Матильда Эверсли, теперь ставшая моей свекровью, решила, что свадьбу надо отпраздновать настолько торжественно, насколько это возможно в данных обстоятельствах. Она пригласила в гости всех, кто мог успеть добраться до нас к нужному сроку. В основном это были те же гости, которые присутствовали на нашем спектакле, так что за свадебным столом то и дело слышались неизбежные упоминания о «Ромео и Джульетте».
Я чувствовала что-то вроде опьянения. Не сумев до конца поверить в реальность происходящего, я не могла в полной мере ощутить свое счастье.
Будущее представлялось мне идеальным. Я была замужем за человеком, которого страстно любила; моя семья полностью одобряла наш брак и сожалела лишь о невозможности присутствовать на церемонии бракосочетания; моя новая семья приняла меня необыкновенно радушно. Матильда, глядя на меня, прямо-таки мурлыкала от удовольствия. Я получила очень теплое письмо от ее мужа; и даже с Карлоттой (которая, надо признать, опять ушла в себя, как во время нашей первой встречи) у нас сложились особые родственные отношения.

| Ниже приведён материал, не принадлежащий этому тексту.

PR #9285, opened 2020-08-17
[batch] add worker local SSD and PD SSD options to globals

cseed:
Expose in front end
Currently unused

### DIFF
--- a/batch/batch/driver/instance_pool.py
+++ b/batch/batch/driver/instance_pool.py
@@ -106,6 +106,8 @@ class InstancePool:
         self.worker_type = None
         self.worker_cores = None
         self.worker_disk_size_gb = None
+        self.worker_local_ssd_data_disk = None
+        self.worker_pd_ssd_data_disk_size_gb = None
         self.standing_worker_cores = None
         self.max_instances = None
         self.pool_size = None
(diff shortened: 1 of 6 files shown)


cseed:
In addition to the main change:
 - I made all the global configuration options editable now that we have flexible billing,
 - We now check the worker cores and standing worker cores against the worker type to make sure they are valid (there is no highmem/highcpu-1).

jigold:
The reason we didn't expose the other parameters was what if we had 16 core jobs waiting to be scheduled and then we changed the worker pool size to 4 cores.

jigold:
It looks fine other than the comment I made above.

cseed:
> The reason we didn't expose the other parameters was what if we had 16 core jobs waiting to be scheduled and then we changed the worker pool size to 4 cores.

Yep.  Let's call that admin operator error and let's not do that.  The other reason was we had hardcoded the billing computation in the code, but that's fixed now.  But it is hardcoded in the documentation, so we still shouldn't really be changing any of these settings (I see this mainly for the second instance at this point).

Separately, we should decouple the billing from the details of the implementation so we get a bit more flexibility on the backend in the main instance, as we've discussed.

I'm OK with this.

PR #9286, opened 2020-08-17
[batch] rip out rest of copy image infrastructure

jigold:


batch/batch/worker/worker.py
```diff
@@ -702,7 +676,6 @@ def __init__(self, batch_id, user, gsa_key, job_spec, format_version):
         containers = {}
 
         if input_files:
-            # input_volume_mounts.append(f'{LOCAL_SSD_MOUNT}:/host')
```
danking, line 705: should we just delete this?

jigold: Not sure what you mean here. I did delete it.

PR #9287, opened 2020-08-17
[query] Refactor define_function to go through backend.

tpoterba:


tpoterba:
Up to 522 passed against local backend.

PR #9288, opened 2020-08-17
[batch] Configurable worker disk type

jigold:
Stacked on #9285

### DIFF
--- a/batch/batch/worker/worker.py
+++ b/batch/batch/worker/worker.py
@@ -61,7 +61,7 @@ INSTANCE_ID = os.environ['INSTANCE_ID']
 PROJECT = os.environ['PROJECT']
 WORKER_CONFIG = json.loads(base64.b64decode(os.environ['WORKER_CONFIG']).decode())
 MAX_IDLE_TIME_MSECS = int(os.environ['MAX_IDLE_TIME_MSECS'])
-LOCAL_SSD_MOUNT = os.environ['LOCAL_SSD_MOUNT']
+WORKER_DATA_DISK_MOUNT = os.environ['WORKER_DATA_DISK_MOUNT']
 BATCH_COPY_IMAGE = os.environ['BATCH_COPY_IMAGE']
 
 log.info(f'CORES {CORES}')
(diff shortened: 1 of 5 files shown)


jigold:
We decided to ignore this for now.

jigold:
This is passing the tests. I didn't double check the billing numbers in the database look correct. Can do so if you think it's prudent.

batch/batch/worker_config.py
```diff
@@ -98,6 +98,11 @@ def __init__(self, config):
         self.cores = instance['cores']
         self.preemptible = instance['preemptible']
 
+        data_disk = [d for d in self.disks if not d['boot']][0]
+        assert data_disk
+        self.local_ssd_data_disk = (data_disk['type'] == 'local-ssd')
+        self.data_disk_size_gb = data_disk['size']
```
cseed, line 104: Can we change this to asserting there are two disks and the first one is the boot disk, and just take the second one?  This code needs to change if there are >2 disks.

batch/batch/worker/worker.py
```diff
@@ -677,21 +677,15 @@ def __init__(self, batch_id, user, gsa_key, job_spec, format_version):
 
         req_cpu_in_mcpu = parse_cpu_in_mcpu(job_spec['resources']['cpu'])
         req_memory_in_bytes = parse_memory_in_bytes(job_spec['resources']['memory'])
-        if 'storage' in job_spec['resources']:
-            req_storage_in_bytes = parse_memory_in_bytes(job_spec['resources']['storage'])
```
cseed, line 681: Just want to confirm this was due to Ben's bug and new job specs no longer have a `storage` key?

jigold: The opposite. All job_specs should have a "resources" dictionary with "storage" in it now.

jigold:
I addressed the comment. The only thing to note is the default storage is set to 10 Gi I believe and I'm subtracting 25 Gi from the persistent disk size when figuring out how many cores the job requires. @konradjk

batch/batch/worker/worker.py
cseed: Got it, thanks!

PR #9289, opened 2020-08-17
[query] Remove PBaseStructValue.apply

chrisvittal:
It's wildly unsafe. It's better to scope the unsafety in
`IEmitCode.handle` for `loadField`.

Also add `PNDArrayValue.shapes` to handle the previous use case of
`PBaseStructValue.apply`.


chrisvittal:
PR for CI for now.

johnc1231:
Thanks for fixing this Chris.

PR #11083, opened 2021-11-22
[batch] Monkey patch aiodocker to be urlsafe

jigold:


batch/batch/worker/worker.py
```diff
@@ -84,6 +86,19 @@ def deeper_stack_level_warn(*args, **kwargs):
 
 warnings.warn = deeper_stack_level_warn
 
+
```
daniel-goldstein, line 89: Can you put a comment here explaining this patch, with a link to the broken line of code in aiodocker?

daniel-goldstein (dismissed):

daniel-goldstein (approved):

PR #11084, opened 2021-11-23
[infra] Add terraform for CI infrastructure in Azure

daniel-goldstein:
This adds terraform modules for CI azure resources and CI k8s resources. It also many roles to the test account that the batch account has so that we can run PR and test namespaces (internal batch instances use the test account for all the services so the test account needs tons of privilege. It looks scary, but this is the model we currently have). Thanks to #11053, which is the current version of the CI deployment in Azure, this required no change to the CI application code.

### Sidebar
It might look weird that I've added a block here for the kubernetes provider. That is because up until now I've kept all the k8s and azure terraform in separate root modules, so that they need to be `terraform apply`'d separately and therefore their provider blocks were separated as well. While keeping the code isolated is good (the k8s modules can be reused for GCP), putting them in separate apply's was purely because of [this bug](https://github.com/hashicorp/terraform-provider-kubernetes/issues/1028) in the kubernetes provider. I ran into it when experimenting tearing clusters down and putting them back up again. However, it has since proven very cumbersome to manage two different terraform states where one relies heavily on the other and I've changed my mind. The bug in question has a PR forthcoming and is really only a problem when tearing a K8s cluster down and rebuilding it while preserving other terraform state, which isn't something I see us dealing with often past initial development. Thus, I've added the k8s provider block so that I can directly invoke the CI k8s module. I'll follow up with a PR that moves the other k8s module invocations in here as well. If it would help, I can first start with a dev doc detailing our terraform structure (or where I want it to be).

### DIFF
--- a/infra/azure/main.tf
+++ b/infra/azure/main.tf
@@ -23,6 +23,20 @@ provider "azurerm" {
   features {}
 }
 
+provider "kubernetes" {
+  host = "https://${azurerm_kubernetes_cluster.vdc.fqdn}"
+
+  cluster_ca_certificate = base64decode(
+    azurerm_kubernetes_cluster.vdc.kube_config[0].cluster_ca_certificate
+  )
+  client_certificate = base64decode(
+    azurerm_kubernetes_cluster.vdc.kube_config[0].client_certificate
+  )
+  client_key = base64decode(
+    azurerm_kubernetes_cluster.vdc.kube_config[0].client_key
+  )
+}
+
 locals {
   acr_name = var.acr_name == "" ? var.az_resource_group_name : var.acr_name
   # An IP toward the top of the batch-worker-subnet IP address range
@@ -96,6 +110,11 @@ resource "azurerm_kubernetes_cluster" "vdc" {
       enabled = true
       log_analytics_workspace_id = azurerm_log_analytics_workspace.logs.id
     }
+  }
+
+  # https://github.com/hashicorp/terraform-provider-azurerm/issues/7396
+  lifecycle {
+    ignore_changes = [addon_profile.0]
   }
 }
 
@@ -356,6 +375,12 @@ resource "azurerm_storage_management_policy" "test" {
   }
 }
 
+resource "azurerm_role_assignment" "test_test_container_contributor" {
+  scope                = azurerm_storage_container.test.resource_manager_id
+  role_definition_name = "Storage Blob Data Contributor"
+  principal_id         = module.test_sp.principal_id
+}
+
 resource "azurerm_role_assignment" "batch_test_container_contributor" {
   scope                = azurerm_storage_container.test.resource_manager_id
   role_definition_name = "Storage Blob Data Contributor"
@@ -366,6 +391,12 @@ resource "azurerm_role_assignment" "batch_worker_test_container_contributor" {
   scope                = azurerm_storage_container.test.resource_manager_id
   role_definition_name = "Storage Blob Data Contributor"
   principal_id         = azurerm_user_assigned_identity.batch_worker.principal_id
+}
+
+resource "azurerm_role_assignment" "ci_test_container_contributor" {
+  scope                = azurerm_storage_container.test.resource_manager_id
+  role_definition_name = "Storage Blob Data Contributor"
+  principal_id         = module.ci_sp.principal_id
 }
 
 provider "azuread" {}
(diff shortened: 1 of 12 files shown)


infra/k8s/ci/main.tf
```diff
@@ -0,0 +1,42 @@
...
+  }
+}
+
+resource "kubernetes_secret" "hail_ci_0_1_service_account_key" {
+  metadata {
+    name = "hail-ci-0-1-service-account-key"
+  }
+
+  data = {
+    "user1" = var.github_user1_oauth_token
```
danking, line 40: we have not much control over these poorly named secrets, but we can pick good names for the variables. This one should be `ci_test_repo_creator_github_ouath_token`. I'm pretty sure the `test_ci` build step shouldn't mount the `hail-ci-0-1-service-account-key`. The other two mounts are because we create/delete a GitHub test repo.

infra/k8s/ci/main.tf
```diff
@@ -0,0 +1,42 @@
...
+  }
+}
+
+resource "kubernetes_secret" "hail_ci_0_1_github_oauth_token" {
+  metadata {
+    name = "hail-ci-0-1-github-oauth-token"
+  }
+
+  data = {
+    "oauth-token" = var.github_oauth_token
```
danking, line 30: See below message for context, but let's name this `ci_and_deploy_github_oauth_token`.

infra/azure/variables.tf
```diff
@@ -24,3 +24,14 @@ variable k8s_machine_type {
...
+variable "ci_config" {
+  type = object({
+    github_oauth_token = string
+    github_user1_oauth_token = string
+    watched_branches = list(tuple([string, bool, bool]))
+    deploy_steps = list(string)
+    github_context = string
+  })
+  default = null
+}
```
danking, line 37: It feels odd to me that these duplicate the variables in ci. What's your plan for these two things?

infra/azure/main.tf
```diff
@@ -475,3 +552,24 @@ module "grafana_sp" {
...
+  source = "./ci"
+  count = var.ci_config != null ? 1 : 0
+
+  resource_group        = data.azurerm_resource_group.rg
+  ci_principal_id       = module.ci_sp.principal_id
+  container_registry_id = azurerm_container_registry.acr.id
+}
+
+module "ci_k8s_resources" {
+  source = "../k8s/ci"
```
danking, line 566: Hmm. So, in terraform, declaring something else as a "module" is similar to invoking/calling that "code"? I guess I'd have expected to declare that k8s "depends on" a certain set of cloud resources. Then, I guess, you'd have to specify which cloud in a variable? Can you comment a bit on why my intuitions are wrong?

infra/azure/main.tf
```diff
@@ -442,13 +479,53 @@ module "ci_sp" {
...
+}
+
+resource "azurerm_role_assignment" "test_subscription_reader" {
+  scope                = data.azurerm_subscription.primary.id
+  role_definition_name = "Reader"
+  principal_id         = module.test_sp.principal_id
+}
+
+resource "azurerm_role_assignment" "test_shared_gallery_reader" {
+  scope                = azurerm_shared_image_gallery.batch.id
```
danking, line 518: why no data. here?

infra/azure/main.tf
```diff
@@ -442,13 +479,53 @@ module "ci_sp" {
...
   display_name = "${data.azurerm_resource_group.rg.name}-test"
+
+  required_resource_access {
+    resource_app_id = "00000003-0000-0000-c000-000000000000"
+
+    resource_access {
+      # Application.ReadWrite.All
+      id   = "1bfefb4e-e0b5-418b-a88f-73c46d2cc8e9"
+      type = "Role"
+    }
```
danking, line 490: Huh. Can you give some context on why we write a resource_access here? I would have expected an azurerm_role_assignment. Also, what does "Application.ReadWrite.All" mean? Is that full access to Azure AD Applications?

infra/azure/main.tf
```diff
@@ -356,6 +375,12 @@ resource "azurerm_storage_management_policy" "test" {
   }
 }
 
+resource "azurerm_role_assignment" "test_test_container_contributor" {
```
danking, line 378: hmm. I think I find these easier to read when grouped by principal rather than by role. What do you think?

infra/azure/main.tf
```diff
@@ -97,6 +111,11 @@ resource "azurerm_kubernetes_cluster" "vdc" {
       log_analytics_workspace_id = azurerm_log_analytics_workspace.logs.id
     }
   }
+
+  # https://github.com/hashicorp/terraform-provider-azurerm/issues/7396
+  lifecycle {
+    ignore_changes = [addon_profile.0]
```
danking, line 117: the issue suggests:
```
    ignore_changes = [addon_profile.0.kube_dashboard]
```
Should we use that?

danking (changes requested):
Overall I'm good with this, but I need a bit of education on terraform.

danking (approved):

PR #11087, opened 2021-11-29
[batch] Make test_batch_* pass in Azure

jigold:
The coalesce is necessary right now because Azure has no resources so the result is None rather than 0. Since the cost is always 0, then the tests that test billing limits fail.

In addition, the tests that choose whether we select the cheapest machine won't work because all machines cost $0/hr right now due to no billing setup. Instead, we get the first pool alphabetically (highcpu). 

The reason for the database upgrade is because we're selecting the first pool alphabetically which is highcpu. The default settings don't leave enough disk space and thus require an external disk. To circumvent this, I just made the worker data disk size the same as in GCP -- 375Gi -- for the highcpu pool.

### DIFF
--- a/batch/batch/batch_format_version.py
+++ b/batch/batch/batch_format_version.py
@@ -7,7 +7,7 @@ class BatchFormatVersion:
     def __init__(self, format_version):
         self.format_version = format_version
 
-    def has_full_spec_in_gcs(self):
+    def has_full_spec_in_cloud(self):
         return self.format_version > 1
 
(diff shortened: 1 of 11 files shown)


daniel-goldstein (commented):
LGTM but I'll let dan chime in re the database-related changes

danking (approved):
LGTM

danking:
Just move delete_all_test_billing_projects into some file that isn't also full of tests and import it into test_accounts.py

PR #11088, opened 2021-11-29
[build] Mark steps that cannot currently run on Azure as GCP only

daniel-goldstein:
There might be more that we won't be able to run but saving for the gcs_bucket/gsutil steps, these are the steps that I found after a couple scans through that we can't expect to run currently on azure.

### DIFF
--- a/build.yaml
+++ b/build.yaml
@@ -2587,6 +2587,8 @@ steps:
       - memory_image
       - deploy_memory_sa
       - create_certs
+    clouds:
+      - gcp
   - kind: runImage
     name: test_lsm
     image:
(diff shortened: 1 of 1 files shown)


build.yaml
```diff
@@ -2648,6 +2676,8 @@ steps:
       - merge_code
       - memory_image
       - deploy_memory
+    clouds:
```
jigold, line 2679: Does `deploy_memory` work in Azure? Or is it just the test is too specific?

jigold (dismissed):

build.yaml
daniel-goldstein: memory might deploy but won't work because it specifically uses the GoogleStorage FS.

jigold: Let's set gcp-only for that step as well then.

jigold (approved):

PR #11089, opened 2021-11-29
[build.yaml] use hailtop.aiotools.copy (and re-enable FS tests)

danking:
Bigger than I expected, but:
1. Re-enable the FS tests and create a Gradle target for them so they can be run locally.
2. Allow the FS tests to be easily used locally by not hardcoding a particular key file path.
3. Skip GoogleStorageFSSuite when `CLOUD` is not `gcp`
4. Remove irrelevant env vars from non-FS Scala tests.
5. Eliminate the "hail_repl" image and deployment which was scoped dev anyway and never used.
6. Add hail_pip_installed_image which can be used to execute `hailtop.aiotools.copy`.
7. Use copy in two places in build.yaml.
8. Add a command line argument for configuring the number of concurrent transfers which sets an upper bound on the number of open source files (and, additionally, open destination files). On my MacBook, I can't seem to open 100 local files simultaneously. I set the default low enough that local use should work by default.


danking:
erm, this is missing some changes, hold on

build.yaml
```diff
@@ -882,30 +882,23 @@ steps:
...
     image:
-      valueFrom: base_image.image
+      valueFrom: hail_pip_installed_image.image
     script: |
       set -ex
       cd /io/repo/hail/
-      gcloud -q auth activate-service-account --key-file=/test-gsa-key/key.json
-      gsutil -m cp -r src/test/resources/* gs://{{ global.hail_test_gcs_bucket }}/{{ token }}/test/resources/
-      gsutil -m cp -r python/hail/docs/data/* gs://{{ global.hail_test_gcs_bucket }}/{{ token }}/doctest/data/
+      export GOOGLE_APPLICATION_CREDENTIALS=/test-gsa-key/key.json
```
daniel-goldstein, line 895: Will this always use `GOOGLE_APPLICATION_CREDENTIALS` or will it `AZURE_APPLICATION_CREDENTIALS`?

danking:
OK, companion changes in https://github.com/hail-is/hail/pull/11091.

build.yaml
```diff
@@ -3807,6 +3798,55 @@ steps:
...
+      cpu: '2'
+    script: |
+      set -ex
+      cd /io
+      tar xzf resources.tar.gz -C src/test
+
+      export CLOUD={{ global.cloud }}
+      export GOOGLE_APPLICATION_CREDENTIALS=/test-gsa-key/key.json
+      export HAIL_FS_TEST_CLOUD_RESOURCES_URI={{ global.test_storage_uri }}/{{ upload_test_resources_to_blob_storage.token }}/test/resources/fs
+      export HAIL_TEST_GCS_BUCKET={{ global.hail_test_gcs_bucket }}
```
daniel-goldstein, line 3816: This currently doesn't exist in azure, but I can see that it's necessary for the FS tests. I'll lump it in with the test keys to get this into the infrastructure, but maybe we should mark this as gcp-only for now? Jinja will barf about this being undefined.

daniel-goldstein (changes requested):

build.yaml
danking: Ah, OK, from Zulip I see we need to set both:
```
export AZURE_APPLICATION_CREDENTIALS =/test-gsa-key/key.json
```
even though that looks weird. We'll never try to use the google ones.

build.yaml
danking: Ah, hmm. I think Jinja will not complain if I hide it behind an if.

daniel-goldstein (approved):

build.yaml
```diff
@@ -3843,6 +3825,58 @@ steps:
...
+    name: test_hail_fs
+    image:
+      valueFrom: hail_run_tests_image.image
+    resources:
+      memory: standard
+      cpu: '2'
+    script: |
+      set -ex
+      cd /io
+      tar xzf resources.tar.gz -C src/test
```
daniel-goldstein, line 3838: Might need to `mkdir` here?

PR #11090, opened 2021-11-29
[hailctl] allow describe on s3, hail-az, gs, and local

danking:
Tested this locally after uploading a tiny dataset to all three clouds.


tpoterba:
ooh, nice!

tpoterba (approved):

В таком настроении я удалилась с Эдвином в комнату для новобрачных.
Готовясь к этому, я вспомнила о том, что узнала из дневников матери о разнице между ней и ее сестрой Анжелет. Моя мать была горячей и страстной, а ее сестра — холодной, испытывавшей отвращение к интимной стороне брака. Я была уверена, что скорее всего пошла в свою мать, и не ошиблась.
Как я любила Эдвина! Каким добрым и нежным был он со мной! И как прекрасно было любить и быть любимой! Я даже и представить не могла, что можно испытывать такое счастье, какое испытывала я в первую неделю после свадьбы.
Конечно, над нами постоянно висела угроза неизбежной разлуки — ведь именно скорый отъезд Эдвина и стал причиной поспешного заключения брака, но характер Эдвина был таков, что он не любил заглядывать вперед не то чтобы на день, а даже на час и сумел передать мне свое отношение к жизни.
В эти дни я редко виделась с Харриет. Теперь мы, естественно, жили в разных комнатах, а когда я изредка заглядывала к ней, то ее, как правило, не было в комнате. Разумеется, мы виделись за обеденным столом, но там присутствовали и другие. Я чувствовала, что в Харриет происходят какие-то неуловимые изменения. Никогда еще мне не доводилось видеть ее озабоченной. Я даже представить ее такой не могла. Раньше всегда казалось, что она слепо верит в свое будущее, но теперь на ее лице можно было заметить непонятное выражение, от которого мне было немного не по себе.